How do people contract plague today?

Most human plague cases today result from flea bites, typically from fleas that have fed on infected rodents such as prairie dogs, squirrels, or rats. Direct contact with infected animals — through handling, bites, or consumption — is also a transmission route. Pneumonic plague can spread between humans through respiratory droplets, though this is less common. Domestic cats that hunt wild rodents represent an underappreciated household risk in endemic areas.

Can antibiotics cure the plague?

Yes, when administered early. Several classes of antibiotics — including streptomycin, gentamicin, doxycycline, and ciprofloxacin — are effective against Y. pestis if treatment begins promptly after symptom onset. The critical challenge is speed: pneumonic plague in particular can be fatal within 24 to 72 hours without treatment. Some antibiotic-resistant strains have been identified, but they are not currently considered a widespread public health threat.

Why hasn't a plague vaccine been developed for widespread use?

Several plague vaccine candidates exist and have shown efficacy in trials, but none has been approved for broad public use. The core obstacle is economic and logistical: with only a few hundred to a few thousand cases reported globally per year, there is limited commercial incentive for pharmaceutical manufacturers to invest in large-scale production. Research continues, particularly focused on subunit vaccines that could be more easily manufactured at scale, but progress is slow. This gap in preparedness is a recognised concern among infectious disease researchers, particularly given the risk of a future pandemic.

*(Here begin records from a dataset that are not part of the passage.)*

PR #4171, opened 2022-02-27
Chez Scheme: add integer?/exact?/inexact? to cptypes

gus-massa:
[WIP, 90% done]

### Add `integer?` to cptypes

Similarly, improve the support for `exact?`/`inexact?` and other subsets of numbers. The idea is to use a bit field to store the information. I'm using a also bit field for `$immediates` and other for `numbers`. In particular, now `(and (integer? x) (exact? x))` is equivalent to `(or (fixnum? x) (bignum? x))`. 

The bit field for `$immediate` excludes `fixnums` and `chars`, and in the future I will add other objects that are singletons, like `""`, `immutable-""`, `0.0`, `-0,0` so I will rename the bit field as `singleton`.

The bit field for `numbers` excludes `exact-numbers` and includes `chars` and `symbols`. I want to rename it, but I don't know a good name for `not-singletons`. Any suggestion?

And there is another slot for `exact-numbers` because I'm planning to add more granularity in the near future.

And there is another slot for `$records` and a last slot for all the other stuff that probably need some special case.

In the classification of `numbers`, I added `flzero?` as one of the subsets, but after thinking about it, I don't expect it to be very useful because `fl` operation usually don't raise errors and `(fl/ <x> <not-zero>)`  can still produce `+/-ínf.0`, so I'll probably join `flzero?` and the other `flonum*s` in a single set. Perhaps someone of the typed-racket team has more insight about when tracking `flzero?` may be useful.

### Move info about predicates from cptypes to primdata

On one hand, this makes the code to handle `predicates` more general, so it doesn't assume predicates are total and can handle `exact?`, `inexact?`, ...  

On the other hand, it moves the mapping from functions to the name of the predicate from cptypes.ss to primdata.ss, so each predicate can be annotated there instead of using another separate list.

Also, this commit fixes the type of `ports`, because I thought they were `opaque records`, but they are not `records`.

### add tests of predicates to primvars

This is an idea to check predicates also in primvars.ms. I tried it, but I got an error, in spite the code is very similar to the code that test that the wrong arguments cause an error. If someone spot the error I'll fix it, otherwise I'll just drop this change.


gus-massa:
I renamed the internal slot for `immediate` to `singleton` because I expect to add more things to it later (two months?), for example `""` or `0.0` and other singletons (modulo `eqv?`) that are not immediates. 

I renamed the slot for not-singletons (like numbers, chars, symbols, ..) to `flock`. I couldn't find the standard technical name.  From https://www.google.com/search?q=singleton+antonyms I got a few bad options and I like `flock`, but I'd change it if there is a better name.

As in the initial post, the last commit just adds more automatic test using info in primvars.ss, but it has an error that I can't find. I'd be nice to merge it, but it's not necessary so my idea is to just drop it.

mflatt:
The word "flock" is ok with me, but for what it's worth, I keep reading it as "f(ile) lock" (https://man7.org/linux/man-pages/man2/flock.2.html).

samth:
That was also my initial reading.

For the test failure, does it also occur on the current HEAD?

gus-massa:
From the list of antonyms, I tried to avoid `group`, `set`, ... because they have technical meaning. So `flock` is a bad option too. What about `swarm` or `herd`?

I rebased my initial PR, so it's using the current version of master (or a very recent one). The problem is some strange level of quoting in primvars.ms near line 690

    (let ([call `(,name ',good.bad)])

If I remove the qoute, I get problems with the test with boxes like `&a` that are not self-quoting. If I keep the quote, instead of the function `values` I get the symbol `'values`. I tried to fix it before my first post, but after a while I gave up.

rfindler:
A murder (of crows) is a terrible idea. Don't do that.

Robby

;P

gus-massa:
I like `multiplet`. It's strange that I didn't think about this, because I use it a lot in quantum chemistry https://en.wikipedia.org/wiki/Multiplet

I fond now also `multiton` and `multipleton` but they are slightly different and I don't like how they sound https://en.wikipedia.org/wiki/Multiton_pattern

If `multiplet` is somehow confusing, I like `swarm`.

(As a not native speaker, I had no idea what `slew` means, so I had to google it.)

gus-massa:
I renamed `flock` to `multiplet` and I dropped the last commit that only adds some tests.

PR #4173, opened 2022-02-28
ffi: add _delay ctype form

rmculpepper:
This adds a `_delay` form for ctypes, similar to `recursive-contract` for contracts.

Before merging:
- The documentation should probably be moved to a different section, but I'm not sure which section would be best.
- Remove FIXME from merge commit (or better, merge by squashing).


mflatt (approved):
This looks fine to me. I don't have a better idea for where to put the documentation, although maybe a link from the `define-cstruct` form's documentation would be helpful.

PR #4180, opened 2022-03-10
Enable USE_ZLIB for emscripten ChezScheme

TheUnlocked:
Sets the default configuration for `--emscripten` builds of Chez Scheme to use `-s USE_ZLIB=1` instead of the normal zlib build process. Compiling with `--emscripten` should now just work out of the box.


mflatt:
Thanks! I'm reworking all the configure scripts and makefiles, but I'll make sure this effect gets propagated.

Issue #3672, opened 2021-01-31
`raco pkg install <git repo>` doesn't look for `main` branch


mbutterick:
`main` is supplanting `master` as the default branch of Git repos. [The current code](https://github.com/racket/racket/blob/46a191df038244199f83f2bb1235beb8ca137f9a/racket/collects/net/git-checkout.rkt#L385) only looks for `master`, and fails even if `main` exists.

What made the Black Death so catastrophic compared to modern plague outbreaks?

Several factors converged to make the Black Death uniquely devastating. Medieval populations had no prior immunity to the specific strain circulating, no understanding of germ theory, no antibiotics, and no public health infrastructure capable of containing spread. Fleas and rats moved freely through densely populated cities with poor sanitation. The pneumonic form, which can spread person-to-person, likely played a significant role in urban mortality. Modern medicine, improved sanitation, and global disease surveillance have dramatically reduced plague's ability to spread unchecked — but the ecological reservoirs that feed it remain intact.